The increase in weight and size of most of the body organs (i.e. hypertrophy) is the indication of stress condition (Koong et al., 1985), which might be induced by high levels of dNa. The higher weight of lymphoid organ (bursa) showed intruded immune function of the body in the present study and might result in numerically retarded growth performance. In case of other organs, Johnson and Karunajeewa (1985), Borges et al. (1999) and Borgatti et al. (2004) also did not observe any combination effects of electrolytes on the weights of proventriculus, heart, liver, and pancreas, and shank length.
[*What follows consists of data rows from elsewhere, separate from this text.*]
PR #265, opened 2015-01-23
fix a bug occurred the compilation error

XadillaX:
```
1.0.3/src/node.h:251:34: note: candidate function not viable: cannot convert argument of
      incomplete type 'const void *' to 'const char *'
NODE_EXTERN v8::Local<v8::Value> Encode(v8::Isolate* isolate,
                                 ^
```

https://github.com/rvagg/nan/issues/264

### DIFF
--- a/nan.h
+++ b/nan.h
@@ -1847,7 +1847,7 @@ NAN_INLINE v8::Local<v8::Value> NanEncode(
 #if (NODE_MODULE_VERSION > 0x000B)
   return node::Encode(
       v8::Isolate::GetCurrent()
-    , buf, len
+    , (const char *)buf, len
     , static_cast<node::encoding>(encoding));
 #else
 # if  (NODE_MODULE_VERSION < 0x000B)
--- a/nan.h
+++ b/nan.h
@@ -1844,20 +1844,27 @@ namespace Nan {
 
 NAN_INLINE v8::Local<v8::Value> NanEncode(
     const void *buf, size_t len, enum Nan::Encoding encoding = Nan::BINARY) {
+#if (NODE_MODULE_VERSION >= 42)
+  return node::Encode(
+      v8::Isolate::GetCurrent()
+    , static_cast<const char *>(buf), len
+    , static_cast<node::encoding>(encoding));
+#else
 #if (NODE_MODULE_VERSION > 0x000B)
   return node::Encode(
       v8::Isolate::GetCurrent()
-    , (const char *)buf, len
+    , buf, len
     , static_cast<node::encoding>(encoding));
 #else
-# if  (NODE_MODULE_VERSION < 0x000B)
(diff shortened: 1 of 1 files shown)


nan.h
```diff
@@ -1847,7 +1847,7 @@ NAN_INLINE v8::Local<v8::Value> NanEncode(
 #if (NODE_MODULE_VERSION > 0x000B)
   return node::Encode(
       v8::Isolate::GetCurrent()
-    , buf, len
+    , (const char *)buf, len
```
kkoopa:
```c++
# if (NODE_MODULE_VERSION >= 42)
    , static_cast<const char *>(buf)
# else
    , buf
# endif
```

kkoopa:
@bnoordhuis Why was this signature changed in io.js? It also says not to use UCS2. 0.8 only took char * as well, should NanEncode use `const void *` or `const char *`?

nan.h
XadillaX: @kkoopa  you mean use `static_cast<const char *>(buf)` to instead `(const char *)buf`?

kkoopa: Yes, but the cast is strictly necessary only for io.js.

But it might also be that NanEncode itself should take a const char * instead of a const void *. It would remove the need for casting and version checking, but would make less sense when using UCS2. Haven't decided on the best course of action.

bnoordhuis:
@kkoopa That's because of iojs/io.js@535fec8 and iojs/io.js@56fde66c.

XadillaX:
@bnoordhuis So now and later API will stay in `const char *`?

bnoordhuis:
@XadillaX That's correct.

kkoopa:
Is the bug present in 3.14? Should the UCS2 fix be backported to earlier versions?

bnoordhuis:
> Is the bug present in 3.14?

In principle, yes, although V8's CopyChars() implementation is just different enough that it doesn't seem to trigger gcc's SSE heuristics.  If you want to back-port the change, you have my blessing.

XadillaX:
> AppVeyor build failed.

any suggestion?

kkoopa:
Ignore it, io.js does not work on windows.

mathiask88:
Not yet ;) 1.0.4 will address this error I think.

mscdex:
+1

mathiask88:
+1 on getting this fixed, so that my addon becomes io.js ready :)

XadillaX:
Will this PR be merged? I'm in a hurry.

kkoopa:
More or less. I've been holding off because I want to find a way of accounting for the API change regarding UCS2 in io.js. Will however not be backporting changes to older versions, as that was too much work. Been busy with other responsibilities.

ETA: the coming week

hit9:
I'm hoping this fixed. :)

kkoopa:
Fixed through #273.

A direct response of dNa was noticed in the concentration of serum Na+ and the explanation of increased level of serum K+ and Cl− might be to compensate higher level of serum Na+ and to sustain acid base balance. Mushtaq et al. (2005) suggested that cations and anions maintain each other in the body fluids in order to keep the acid-base homeostasis. This homeostasis could be maintained by providing proper DEB so that mild alkalosis caused by increased dNa could be compensated by dietary supplementation of anions. Further, it was observed that serum Na+ and K+ are directly related to each other in the blood and leads towards osmoregulation of body fluids (Mushtaq et al., 2007). An elevated level of serum HCO3− is the direct response of dietary NaHCO3 that caused an increase in pH, which resulted in retarded growth parameters as reflected in the present experiment. Ahmad et al. (2005) suggested NaHCO3 as the best choice among salts. The contradiction among results might be the difference in heat stress condition, which causes metabolic acidosis and increased the requirement of HCO3−.
CONCLUSION
It can be inferred from the present findings that higher dietary sodium (2.6 to 3.5 g/kg) from sodium sulphate is the better choice in broiler diets for better growth efficiency especially in the first half (prestarter and starter) of life. The weight gain and feed intake could be optimized by reducing dietary sodium and water intake from d 21 to 42 (grower and finisher). The breast and thigh meat yield could be improved by increasing dietary sodium. Moreover, it is suggested to verify the requirements of dietary sodium by changing other electrolytes (potassium and chloride) with same or other salt sources at constant dietary electrolyte balance.
Acknowledgements
The present experiment was supported and sponsored by the Research Model Broiler Unit, Poultry Research and Training Center, Department of Poultry Production, University of Veterinary and Animal Sciences, Ravi Campus, Lahore, Pakistan. Funding for chemical analyses of diet and blood was provided by Higher Education Commission (HEC), Islamabad, Pakistan under the program ‘Indigenous PhD Fellowship Program (5000 Fellowships)’ Batch-V. Special thanks to the students of BS (Hons) Poultry Science (Batch 2007–2011) for their contribution in data collection. The contribution of Zulfiqar Ali (Ex-Nutritional Consultant, Big Feeds (Pvt) Ltd, Lahore, Pakistan) in the experimental diet formulation, preparation and analyses is highly appreciated. The authors are highly grateful to Rural Development Administration, Republic of Korea for paying the publication charges of the manuscript.